Subsequently, the ratio improved markedly, reaching 4.06 by December 31, 2020, and continued to strengthen through to June 30, 2021, peaking notably at 26.00 on June 30, 2022. During this period, the company demonstrated a strong capacity to meet its interest obligations, with ratios consistently well above 10, indicative of robust financial health and income-generating capacity relative to interest expenses.

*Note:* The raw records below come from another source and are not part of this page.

PR #6506, opened 2024-07-29
[NU-1556] Real data test data generation for Table Source

mslabek:
## Checklist before merge


engine/flink/components/table/src/main/scala/pl/touk/nussknacker/engine/flink/table/source/FlinkMiniClusterTableOperations.scala
```diff
@@ -113,37 +129,25 @@ object FlinkMiniClusterTableOperations extends LazyLogging {
...
-      logger.debug(s"Successfully deleted temporary test data dumping directory at: '${dir.toUri.toURL}'")
-    } match {
-      case Failure(e) =>
-        logger.error(
-          s"Couldn't properly delete temporary test data dumping directory at: '${dir.toUri.toURL}'",
-          e
-        )
-      case Success(_) => ()
-    }
-    def deleteTable(tableName: String)(implicit env: TableEnvironment): Unit = {
```
mslabek, line 134: until we dont have a single persistent minicluster per designer, we don't need to delete tables

e2e-tests/src/test/resources/spec-setup/batch-config/batch-customizations.conf
```diff
@@ -1,21 +1,27 @@
 scenarioTypes {
-  "batch": {
-    deploymentConfig: {
-      type: "flinkStreaming"
-      restUrl: ${?FLINK_REST_URL}
+  "batch": ${baseBatchConfig}
+  "batch-with-test-on-real-data": ${baseBatchConfig} {
+    modelConfig.components.flinkTable.useRealDataForTests: true
+    category: "BatchTestOnRealData"
```
mslabek, line 5: To have a Designer for e2e tests with testing on real data and on generated data, I had to make another scenario type with another category because of scenario type limitations.

docs/Changelog.md
```diff
@@ -28,9 +28,14 @@
 * [#6415](https://github.com/TouK/nussknacker/pull/6415) Added "Component group" field to fragment properties, which allows selection of the group of components in the Creator Panel in which the fragment will be available
 * [#6462](https://github.com/TouK/nussknacker/pull/6462) Improvement of Component's API: `canHaveManyInputs` property is now 
   determined automatically, developer doesn't need to provide it by his/her own
-* [#6195](https://github.com/TouK/nussknacker/pull/6195) Added randomized test data generation for Table Source scenarios
-* [#6340](https://github.com/TouK/nussknacker/pull/6340) Added running tests on generated data for Table Source scenarios
 * [#6445](https://github.com/TouK/nussknacker/pull/6445) [#6499](https://github.com/TouK/nussknacker/pull/6499) Add support to seconds in a duration editor
+* [#6195](https://github.com/TouK/nussknacker/pull/6195) [#6340](https://github.com/TouK/nussknacker/pull/6340) [#6195](https://github.com/TouK/nussknacker/pull/6195) Added test data generation and testing for Table Source:
+  * Added test data generation with 2 modes:
+    * Random (default) - generates randomized records
```
arkadius, line 34: Let's make a Real mode default as we agree that on this stage we want to align features of table source with kafka source

docs/Changelog.md
```diff
@@ -28,9 +28,14 @@
...
+    * Real - generates records dumped from the actual configured data source 
+  * Data generation mode can be configured through the `useRealDataForTests` flag in the table components' configuration
```
arkadius, line 36: Let's rename it to `dataGenerationMode`  or sth similar with two options: random | live

e2e-tests/src/test/resources/spec-setup/batch-config/batch-customizations.conf
arkadius: It's fine but let's use live mode in the default batch scenario type and random in the new one (see the comment above)

engine/flink/components/table/src/main/scala/pl/touk/nussknacker/engine/flink/table/source/FlinkMiniClusterTableOperations.scala
```diff
@@ -179,3 +183,10 @@ object FlinkMiniClusterTableOperations extends LazyLogging {
   }
 
 }
+
+sealed trait DataGenerationMode
+
+object DataGenerationMode {
+  case object RandomDataMode                                                    extends DataGenerationMode
+  case class RealDataMode(sqlStatements: List[SqlStatement], tableName: String) extends DataGenerationMode
```
arkadius, line 191: Modes are rather things that are parameterless enums. Let's reserve this word for this purpose and use something else here. Also, I see that you use it very locally now, you could just have two methods in `FlinkMiniClusterTableOperations`

engine/flink/components/table/src/main/scala/pl/touk/nussknacker/engine/flink/table/source/TableSource.scala
```diff
@@ -87,11 +87,26 @@ class TableSource(
...
+    FlinkMiniClusterTableOperations.generateTestData(size, tableDefinition.toFlinkSchema, mode)
+  }
+
 }
 
 object TableSource {
   type RECORD = java.util.Map[String, Any]
   private val filteringInternalViewName = "filteringView"
+
+  private[source] def executeSqlAndGetTable(
```
arkadius, line 103: I would split it into two methods. Also, I see that "execute SQL" / "SQL statements" are too much generic names and it can cause confusions. I think that we need at least to add `DDL` word to make it clear.

engine/flink/components/table/src/main/scala/pl/touk/nussknacker/engine/flink/table/source/FlinkMiniClusterTableOperations.scala
```diff
@@ -88,22 +90,36 @@ object FlinkMiniClusterTableOperations extends LazyLogging {
...
+  }
+
+  private def createRealDataGeneratorTable(
+      sqlStatements: List[SqlStatement],
+      tableName: String,
+  )(
+      implicit env: TableEnvironment
+  ): String = {
+    TableSource.executeSqlAndGetTable(sqlStatements, tableName, env)
+    tableName
```
arkadius, line 115: Why do you "get table" and then drop the result and use table name instead?

engine/flink/components/table/src/main/scala/pl/touk/nussknacker/engine/flink/table/source/FlinkMiniClusterTableOperations.scala
```diff
@@ -22,36 +24,36 @@ import scala.util.{Failure, Success, Try, Using}
...
       TestData(rows.map(TestRecord(_)))
     }
-  }
 
   def parseTestRecords(records: List[TestRecord], schema: Schema): List[RECORD] =
     ThreadUtils.withThisAsContextClassLoader(getClass.getClassLoader) {
       implicit val env: StreamTableEnvironment = MiniClusterEnvBuilder.buildStreamTableEnv
-      val (inputTableName, _)                  = generateTestDataTableNames
-      val inputTablePath                       = createTempFileTable(schema, inputTableName)
+      val (inputTablePath, inputTableName)     = createTempFileTable(schema)
```
arkadius, line 49: This: `env.from(inputTableName)` is wrong. You should escape the `inputTableName`. It would be nice to reuse `Table` object returned in `executeSqlAndGetTable`.

mslabek (commented):
Review fixes done :+1: Probably some tests will fail and will have to make some small corrections after this

docs/Changelog.md
```diff
@@ -28,11 +28,17 @@
...
-* [#6340](https://github.com/TouK/nussknacker/pull/6340) Added running tests on generated data for Table Source scenarios
 * [#6445](https://github.com/TouK/nussknacker/pull/6445) [#6499](https://github.com/TouK/nussknacker/pull/6499) Add support to seconds in a duration editor
 * [#6436](https://github.com/TouK/nussknacker/pull/6436) Typed SpEL list expressions will now infer their compile-time known values, instead of only the supertype of its elements. These values can be used in custom components or validators.
     * NOTE: selection (`.?`), projection (`.!`) or operations from the `#COLLECTIONS` helper cause the typed list to lose its elements' values
+* [#6195](https://github.com/TouK/nussknacker/pull/6195) [#6340](https://github.com/TouK/nussknacker/pull/6340) [#6195](https://github.com/TouK/nussknacker/pull/6195) Added test data generation and testing for Table Source:
+  * Added test data generation with 2 modes:
+    * Live (default) - creates records by pulling data from the currently configured data source
+    * Random - creates randomized records
+  * Data generation mode can be configured through the `testDataGenerationMode` in the table components configuration
```
arkadius, line 38: Shouldn't there be "live" or "random" values?

docs/Changelog.md
arkadius: Yeah, it is better

engine/flink/components/table/src/main/scala/pl/touk/nussknacker/engine/flink/table/FlinkTableComponentProvider.scala
```diff
@@ -107,5 +109,43 @@ final case class TableSqlDefinitions(
...
+    }
+  }
+
+  sealed trait TestDataGenerationMode
+
+  object TestDataGenerationMode {
+    case object Random extends TestDataGenerationMode
+    case object Live   extends TestDataGenerationMode
+
+    implicit val configReader: ValueReader[Option[TestDataGenerationMode]] = (config: Config, path: String) => {
```
arkadius, line 139: This can be done automatically if we use scala enums and ready `EnumerationReader`

engine/flink/components/table/src/main/scala/pl/touk/nussknacker/engine/flink/table/source/FlinkMiniClusterTableOperations.scala
arkadius: It looks much more intuitive now :+1:

engine/flink/components/table/src/main/scala/pl/touk/nussknacker/engine/flink/table/FlinkTableComponentProvider.scala
mslabek: Right, done :+1: now its able to be fully automatic for the provider config too

docs/Changelog.md
mslabek: Ahhh :D Thanks, good catch, fixed

arkadius (approved):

From September 30, 2021, through December 31, 2022, the interest coverage ratio remained high, at 14.32 and 37.62 respectively, reaffirming the company's improved ability to service interest obligations. However, a decline commenced thereafter; by March 31, 2023, the ratio had decreased to 19.65, and further to 7.21 by September 30, 2023. This downward trend suggests a reduction in EBIT relative to interest expenses, implying increased financial strain or decreased profitability.
The ratio turned negative again post-December 2023, with figures such as -2.80 in December 2023, -1.92 in June 2024, and continuing into negative territory through March 2025, reaching -6.01. These negative values indicate that the company's EBIT was insufficient to cover interest expenses during these periods, signaling potential difficulties in meeting debt obligations and a deterioration in financial stability.
Overall, the interest coverage ratio illustrates a history of substantial variability, from weak coverage in early 2020 to periods of strong coverage during 2021 and mid-2022, followed by a visible decline into negative territory from late 2023 onward. The trend suggests increasing financial stress, with the company's ability to generate sufficient earnings to cover interest expenses diminishing significantly over the more recent periods.